Пожалуй, я поторопилась поздравить себя с изменением климата наших отношений. Я посмотрела на него исподлобья. Он же как ни в чем не бывало включил радио, настроил его на джаз и втопил педаль в пол.
Через два часа мы сидели напротив друг друга в замызганном кафе при автозаправке.
– Прости. – Я даже не пыталась заставить себя пить кислый кофе из пластмассового стаканчика.
– Давай-ка подытожим. Мы увидели, – он начал загибать пальцы, – ворота на берег залива на повороте к Зеленогорску, раз. Участок трассы через лес, два. Съезд со старой узкоколейки, три. И, наконец, бетонную автобусную остановку. Ничего не пропустил?
– Ничего, – я вздохнула. – Только у нас остался еще один адрес. Проверим?
Он посмотрел на меня крайне выразительно, но вместо ругательства только с хрустом раздавил в кулаке стаканчик из-под кофе.
– Ладно. Это почти по дороге. Поехали.
Я виновато на него взглянула. Святой человек.
Мы выехали в зачинающихся сумерках: путь предстоял через несколько деревень с гофрированными крышами, заборами – то свежими, то покосившимися, мимо мелких супермаркетов, мимо лесополосы с пожелтевшими березами, за которыми тускло блеснула вода.

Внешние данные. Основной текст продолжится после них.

PR #4620, opened 2020-05-11
Fix repeatedly loading .gbr

ElinksFr:
.gbr files are not usable since on each `load()` we try to load the image from the file buffer.
This lead to an error on the second `load()` since the buffer is empty (we reached the end of the file).

 * read from the file only if `self.im is None`
 * a basic test doing 2 `crop` in a row that would crash without the fix

### DIFF
--- a/Tests/test_file_gbr.py
+++ b/Tests/test_file_gbr.py
@@ -15,3 +15,10 @@ def test_gbr_file():
     with Image.open("Tests/images/gbr.gbr") as im:
         with Image.open("Tests/images/gbr.png") as target:
             assert_image_equal(target, im)
+
+
+def test_multiples_operation():
+    with Image.open("Tests/images/gbr.gbr") as im:
+        rect = (0, 0, 10, 10)
+        im.crop(rect)
+        im.crop(rect)
--- a/Tests/test_file_gbr.py
+++ b/Tests/test_file_gbr.py
@@ -17,8 +17,9 @@ def test_gbr_file():
             assert_image_equal(target, im)
 
 
-def test_multiples_operation():
+def test_multiple_load_operations():
     with Image.open("Tests/images/gbr.gbr") as im:
-        rect = (0, 0, 10, 10)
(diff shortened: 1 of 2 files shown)


Tests/test_file_gbr.py
```diff
@@ -15,3 +15,10 @@ def test_gbr_file():
     with Image.open("Tests/images/gbr.gbr") as im:
         with Image.open("Tests/images/gbr.png") as target:
             assert_image_equal(target, im)
+
+
+def test_multiples_operation():
+    with Image.open("Tests/images/gbr.gbr") as im:
+        rect = (0, 0, 10, 10)
+        im.crop(rect)
+        im.crop(rect)
```
radarhere, line 24:
```suggestion
        im.load()
        im.load()
```
Simplify the test case?

Tests/test_file_gbr.py
```diff
@@ -15,3 +15,10 @@ def test_gbr_file():
     with Image.open("Tests/images/gbr.gbr") as im:
         with Image.open("Tests/images/gbr.png") as target:
             assert_image_equal(target, im)
+
+
+def test_multiples_operation():
```
radarhere, line 20:
```suggestion
def test_multiple_load_operations():
```

Tests/test_file_gbr.py
ElinksFr: As you want. I am not fine connoiseur of this library.

I used `crop` as an example instead of `load` because of the lazy loading (and because in my use case I do not call `load()` explicitly)

But since the fix is clearly on the the `load` method it would propably be clearer.

radarhere: Ok, sure. I've pushed some changes, including this, and also rearranged your change to the plugin itself to match some of our existing code -
https://github.com/python-pillow/Pillow/blob/bc1dc14b592dbc7d303bc7a82daa13fcdc547369/src/PIL/IcoImagePlugin.py#L291-L294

Санаторий «Лесной», – гласил указатель. Костя притормозил. Повернулся ко мне.
– Выходить будешь?
Я мрачно кивнула. Делать тут нечего, это ясно.
Из машины меня вытолкнули упрямство и невысказанный упрек со стороны водителя. Я медленно прошла по обочине в сторону санатория. Цивильная асфальтированная дорога вела вглубь леса. Судя по недавно промелькнувшему озеру, санаторий, кроме леса, располагал еще и пляжем. Чуть в глубине от шоссе стоял валун со стилизованной в билибинской манере надписью: «Лесной». Я в раздражении пнула камень: идиотка! На что я потратила целый день!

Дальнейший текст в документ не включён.